TASK BRIEF: Consider the material that follows. How many of its lines contain "review"? Reply with the number alone.

══ DATASET ENTRIES

PR #5614, opened 2023-03-31
Prevent wrong error message when deleting process

### LINKED ISSUE #5120: Unclear error message after deletion of a process
### Problem
After a process is deleted, an error message occurs: 
- `Fehler beim Hochladen von Home.`

It is not clear, why this message appears and what should be done, but it can be stated that: 
1. the process is **not available** anymore in the process list
2. the process is **not available** anymore in the index
3. ~~the folder with the meta.xml, ... is **still available** in the file system~~ 
Update 2022-05-03: This is due to the local configuration in the SLUB and must be regarded. 

### Solution 
When the error message is necessary, it should be clearly described, why it appears and what needs to be done by the user. 
When the error message is not necessary, it should not appear. 

### Example
FehlerLöschenVorgang

solth:
Fixes #5120 by checking whether a task is currently assigned to a user before passing the user object to the `uploadFromHome` method (which resulted in an NPE and produced the documented error message when no user was assigned)


matthias-ronge (approved):
Looks correct as per coding guidelines. Not tested

PR #5615, opened 2023-03-31
Display options in language switcher translated to each corresponding…

### LINKED ISSUE #5608: Language switcher not self-explanatory
The language switcher is displayed in the currently set language. To better depict the problem, lets assume we had more translations. Our language switcher would look like this:

ドイツ語 | 英語 | スペイン語 | **日本**

Correctly it should look like this:

Deutsch | english | Español | **日本**

This affects both the language switcher on the login page and the language switcher in the user menu (that is, it affects the properties files): The language names should be written in the corresponding language in all language files.

solth:
… language

Fixes #5608


matthias-ronge (approved):
Looks correct as per coding guidelines. Not tested

PR #5617, opened 2023-04-05
Fix bugs caused by file names with dots

### LINKED ISSUE #5278: File names with dots are not working
**Describe the bug**
If a file name contains a dot Kitodo cannot differentiate the names, does not display all the images in the metadata editor and throws an error on saving. 

"Ambiguous canonical file name part in the same physical division"

**To Reproduce**
1. Name your files test.a-1.tif and test.a-2.tif
2. Try to open a process with the images in the medatada editor.

**Expected behavior**
Kitodo should support dots in a file name or unallowed charcters should be documented as other characters have problems as well:
https://github.com/kitodo/kitodo-production/issues/5044 

**Release**
3.4.4 SNAPSHOT

IkramMaalej:
Fixes #5278

### DIFF
--- a/Kitodo/src/main/java/org/kitodo/production/services/file/FileService.java
+++ b/Kitodo/src/main/java/org/kitodo/production/services/file/FileService.java
@@ -524,11 +524,7 @@ public class FileService {
      * @return the name of the file
      */
     public String getFileName(URI uri) {
-        String fileNameWithExtension = fileManagementModule.getFileNameWithExtension(uri);
-        if (fileNameWithExtension.contains(".")) {
-            return fileNameWithExtension.substring(0, fileNameWithExtension.lastIndexOf('.'));
-        }
-        return fileNameWithExtension;
+        return FilenameUtils.getBaseName(fileManagementModule.getFileNameWithExtension(uri));
     }
 
     /**
--- a/Kitodo/src/main/java/org/kitodo/production/services/file/FileService.java
+++ b/Kitodo/src/main/java/org/kitodo/production/services/file/FileService.java
@@ -526,7 +526,7 @@ public class FileService {
     public String getFileName(URI uri) {
         String fileNameWithExtension = fileManagementModule.getFileNameWithExtension(uri);
         if (fileNameWithExtension.contains(".")) {
-            return fileNameWithExtension.substring(0, fileNameWithExtension.indexOf('.'));
+            return fileNameWithExtension.substring(0, fileNameWithExtension.lastIndexOf('.'));
         }
         return fileNameWithExtension;
     }
--- a/Kitodo/src/main/java/org/kitodo/production/services/file/MetadataImageComparator.java
+++ b/Kitodo/src/main/java/org/kitodo/production/services/file/MetadataImageComparator.java
@@ -34,13 +34,6 @@ public class MetadataImageComparator implements Comparator<Object> {
         if (firstObject instanceof String && secondObject instanceof String) {
             firstName = (String) firstObject;
             secondName = (String) secondObject;
-
-            int firstNameLastPeriodIndex = firstName.lastIndexOf('.');
-            int secondNameLastPeriod = secondName.lastIndexOf('.');
-            if (firstNameLastPeriodIndex > -1 && secondNameLastPeriod > -1) {
-                firstName = firstName.substring(0, firstNameLastPeriodIndex);
-                secondName = secondName.substring(0, secondName.lastIndexOf('.'));
-            }
         } else if (firstObject instanceof URI && secondObject instanceof URI) {
             URI firstUri = (URI) firstObject;
             URI secondUri = (URI) secondObject;
--- a/Kitodo/src/test/java/org/kitodo/production/services/file/FileServiceIT.java
+++ b/Kitodo/src/test/java/org/kitodo/production/services/file/FileServiceIT.java
@@ -11,9 +11,11 @@
 
 package org.kitodo.production.services.file;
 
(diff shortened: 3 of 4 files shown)


Kitodo/src/main/java/org/kitodo/production/services/file/MetadataImageComparator.java
```diff
@@ -34,13 +34,6 @@ public int compare(Object firstObject, Object secondObject) {
         if (firstObject instanceof String && secondObject instanceof String) {
             firstName = (String) firstObject;
             secondName = (String) secondObject;
-
-            int firstNameLastPeriodIndex = firstName.lastIndexOf('.');
-            int secondNameLastPeriod = secondName.lastIndexOf('.');
-            if (firstNameLastPeriodIndex > -1 && secondNameLastPeriod > -1) {
-                firstName = firstName.substring(0, firstNameLastPeriodIndex);
-                secondName = secondName.substring(0, secondName.lastIndexOf('.'));
-            }
```
solth, line 43: I am not sure if this part should really be removed. Apparently file extensions are not to be considered when comparing images (maybe the `compare` method is meant to be invariant of invidual media variants/represenstations of one image/scan?)

@matthias-ronge even though this part of the code is quite old, do you remember why you stripped the file extension from the filenames before passing the parameters to the `compareImages` method?

matthias-ronge: This originates from 2.x, though [there](/kitodo/kitodo-production/blob/2.x/Goobi/src/de/sub/goobi/metadaten/MetadatenImagesHelper.java#L445) the code did read quite different. In case that the config parameter `image.sorting` is set to `number`, the images are compared by their integer value (`Integer.valueOf()`) of their file name, so the ending must be cut off to allow conversion to `int`.

henning-gerhardt (changes requested):
First: I can not reproduce the original error. In the issue was a possible solution described by Matthias but without an answer if this solution was helpful or not. Maybe BartChris should even test and review this changes?

Second: Adding intensive tests for the class MetadataImageComparator would be helpful to decide if the removed parts are really needed or not. The tests should include string and URI objects and the different kind of 'number' and 'alphanumeric' sorting like written down in the section of the `kitodo_config.properties` file.

BartChris:
I will have a look if i can still reproduce the error and wether this fixes it.

Kitodo/src/main/java/org/kitodo/production/services/file/MetadataImageComparator.java
BartChris: It seems to me that the stripping of the file extension is already happening earlier, when searchForMedia is called so that the removal of those lines might not have an effect in the code section discussed here.

https://github.com/kitodo/kitodo-production/blob/3ca7384e44f8681e9b49de91738ee05e2333584b/Kitodo/src/main/java/org/kitodo/production/services/file/FileService.java#L1099-1104

BartChris: It seems to me that for the problem described in the linked issue the change in FileService:

```java
public String getFileName(URI uri) {
        String fileNameWithExtension = fileManagementModule.getFileNameWithExtension(uri);
        if (fileNameWithExtension.contains(".")) {
            return fileNameWithExtension.substring(0, fileNameWithExtension.lastIndexOf('.'));
        }
        return fileNameWithExtension;
    }
```
is not even relevant. The change which fixes the problem in the linked issue is the deletion of lines in the `MetadataImageComparator` because the file extension are already stripped of here as it seems to me while the files are collected.

https://github.com/kitodo/kitodo-production/blob/7e2caad5fdbf06929bf53418e86dd80b93c3ed35/Kitodo/src/main/java/org/kitodo/production/model/Subfolder.java#L346-L355

Kitodo/src/main/java/org/kitodo/production/services/file/FileService.java
```diff
@@ -526,7 +526,7 @@ public boolean canRead(URI uri) {
     public String getFileName(URI uri) {
         String fileNameWithExtension = fileManagementModule.getFileNameWithExtension(uri);
         if (fileNameWithExtension.contains(".")) {
-            return fileNameWithExtension.substring(0, fileNameWithExtension.indexOf('.'));
+            return fileNameWithExtension.substring(0, fileNameWithExtension.lastIndexOf('.'));
```
BartChris, line 529: It seems to me, that the intent of the getFileName method (before and after the change) is to get the name of the file without the extension. Could we not just rely on the `getBaseName`-method of the Commons IO-library here?

https://commons.apache.org/proper/commons-io/javadocs/api-2.5/org/apache/commons/io/FilenameUtils.html#getBaseName(java.lang.String)

Kitodo/src/main/java/org/kitodo/production/services/file/MetadataImageComparator.java
BartChris: In order to prevent the corruption of file name with dots, the convention should probably be the following: if a String is passed to the comperator, this String is always a filename without  an extension in order to not having to implement the removal of extensions in the Comparator which has no knowledge what kind of String is given to it.

Kitodo/src/main/java/org/kitodo/production/services/file/FileService.java
IkramMaalej: @BartChris : thanks for review!
Yes we can refactor the `getFileName` method and use `getBaseName` method of the Commons IO-library.

PR #5618, opened 2023-04-05
Fix number of scans not updating after uploading or deleting media in…

IkramMaalej:
… metadata editor


markusweigelt (approved):
Works for me. 

However, I think it's good to add a singular here. "1 Medien" does not sound good and shows that the software is not complete.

════

RESPONSE TO THE TASK: 2